The top climbers of the day hung around the campfire at night and lived like everyone else. If you saw royal robbins, john gill or jim bridwell at the crags, you would say hi and maybe shoot the sh#t for a minute or two like you would with any other climber. We knew who the legends were, but they were all climbers like us, part of the brotherhood.
This is the part I miss. You met another climber and were instantly members of the same tribe and it was really a cool thing (most of the time). I remember hanging out in Hidden Valley and talking to some guy about climbing in a place called Vedavoo (sp?). Nice dude, real friendly and humble. Then I look in a climbing rag months later and learn it was Todd Skinner.

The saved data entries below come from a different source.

PR #169, opened 2021-09-08
Closes #168: IQ Skill restrictions

### LINKED ISSUE #168: IQ skill restrictions
Split from #18
> Oh and the IQ skill restrictions are also inside arm9.bin (0xa1fe0 -> 0xa2069)
> Each skill has a 2-byte "restriction group" value. If two skills have the same restriction group, they are incompatible and can't be enabled at the same time

US offset: 0xA1A5C

theCapypara:
Closes #168

I have the feeling the data isn't correct yet? I'm not sure where I messed up, can you check?

See also skytemple/skytemple#331

### DIFF
--- a/skytemple_files/hardcoded/iq.py
+++ b/skytemple_files/hardcoded/iq.py
@@ -156,17 +156,10 @@ class HardcodedIq:
         assert (block.end - block.begin) // IQ_SKILL_ENTRY_LEN == 1 + (block_restr.end - block_restr.begin) // IQ_SKILL_RESTR_ENTRY_LEN
         lst = []
         for i in range(0, (block.end - block.begin) // IQ_SKILL_ENTRY_LEN):
-            # Null entry not present in restriction table
-            if i == 0:
-                lst.append(IqSkill(
-                    read_sintle(arm9bin, block.begin + (i * IQ_SKILL_ENTRY_LEN), 4),
-                    None
-                ))
-            else:
-                lst.append(IqSkill(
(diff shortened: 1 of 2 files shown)


skytemple_files/hardcoded/iq.py
```diff
@@ -153,18 +150,40 @@ def set_nectar_gain(value: int, ov29: bytearray, config: Pmd2Data):
...
+            # Null entry not present in restriction table
+            if i == 0:
+                lst.append(IqSkill(
+                    read_sintle(arm9bin, block.begin + (i * IQ_SKILL_ENTRY_LEN), 4),
+                    None
+                ))
+            else:
+                lst.append(IqSkill(
+                    read_sintle(arm9bin, block.begin + (i * IQ_SKILL_ENTRY_LEN), 4),
+                    read_sintle(arm9bin, block.begin + ((i - 1) * IQ_SKILL_RESTR_ENTRY_LEN), 2)
```
End45, line 166:
```suggestion
                    read_sintle(arm9bin, block_restr.begin + ((i - 1) * IQ_SKILL_RESTR_ENTRY_LEN), 2)
```

theCapypara: there we go :)

End45 (changes requested):
I don't know if it's an UI bug, but the restriction values are off by 1. The inital 9999 corresponds to IQ skill #0.

theCapypara:
You are right. The list had one entry less back when I used the wrong table for data which is why I thought it just didn't have a null entry. Fixed.

End45 (approved):
Looks good now

PR #174, opened 2021-09-17
Fix Expand Pokémon List

irdkwia:
This should fix crashes when Female Castform and Cherrim are transforming.


theCapypara:
Thanks!

PR #179, opened 2021-10-11
Update EU ExtractSPCode

ghost:
Wrong path.


marius851000:
It work ! (now, my patch have an issue in that it has no side effect, but at least, spinlock lock the game)

PR #183, opened 2021-11-03
Add DisarmOneRoomMonsterHouses patch

johanngan:
Patch to de-Monster-House-ify the one-room Monster House default layout that appears when the dungeon generation algorithm fails. The speedrunners wanted this.


johanngan:
I don't actually have the dev environment set up, so I haven't tested if this runs properly.

End45 (approved):
Works fine on EU

theCapypara:
Thanks!

PR #187, opened 2021-11-25
Fix Exp Share patch

irdkwia:
Excludes enemies gaining levels by exp. gain.
Enemies never update their exp. points value when they are created so its most of the time invalid.


theCapypara:
Thanks!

Just one example.

Having said that, while the general mass of newer climbers seem to have different expectations about the sport and wouldn't last long in how it was done earlier, I agree that there is a whole new slice of that generation who are doing really inspiring things, freeing hard crazy stuff on obscure wall or around the globe and really further the purity and boldness that folks like Robbins and Pratt espoused.
Reilly

Mountain climber
The Other Monrovia- CA
Dec 5, 2018 - 09:36am PT
‘Back In The Day’ sounds like a good name for a Weird Al Yankovich song.
Bet he could come it the proper dirtbag, huh?
AP

Trad climber
Calgary
Dec 5, 2018 - 03:30pm PT
Hey Ron I can remember discussing stuff along this line when climbing together in j Tree years ago. You said something like "I remember thinking in the 70's wouldn't it be great if climbing got popular. Jeez what was I thinking?"
The best part was feeling like we were all part of a secret pirates club.

Still climbing Ron? I am though not very well. I have started spending winters living in J Tree. I will give you a call if I can find your number.